• [What needs to be done]
If a line below includes the string "that", copy it.

• [Material provided]

[Start of Attachment]

PR #92, opened 2026-09-16
Anthropic SDK provider

buldezir:
Anthropic was already on the wire here — `anthropic-sdk-go` has been a direct dependency since `opencode` got its own SDK, because a third of that gateway's catalogue is served on `/v1/messages`, and `internal/opencode/messages.go` is a complete, tested translation between `openai.ChatCompletionNewParams` and `anthropic.MessageNewParams`. What was missing was a way for an operator holding an Anthropic key to use any of it.

`AI_SDK=anthropic`, or an **Anthropic** row in Settings, now binds `api.anthropic.com` for extraction, chat, Deep Research and OCR. Not embeddings: that host serves none at all, so `CanEmbed` refuses it and Deep Search's vectors still want a second provider — the same shape as `opencode` and `chatgpt`.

[End of Attachment]

• [Task response]
Anthropic was already on the wire here — `anthropic-sdk-go` has been a direct dependency since `opencode` got its own SDK, because a third of that gateway's catalogue is served on `/v1/messages`, and `internal/opencode/messages.go` is a complete, tested translation between `openai.ChatCompletionNewParams` and `anthropic.MessageNewParams`. What was missing was a way for an operator holding an Anthropic key to use any of it.
`AI_SDK=anthropic`, or an **Anthropic** row in Settings, now binds `api.anthropic.com` for extraction, chat, Deep Research and OCR. Not embeddings: that host serves none at all, so `CanEmbed` refuses it and Deep Search's vectors still want a second provider — the same shape as `opencode` and `chatgpt`.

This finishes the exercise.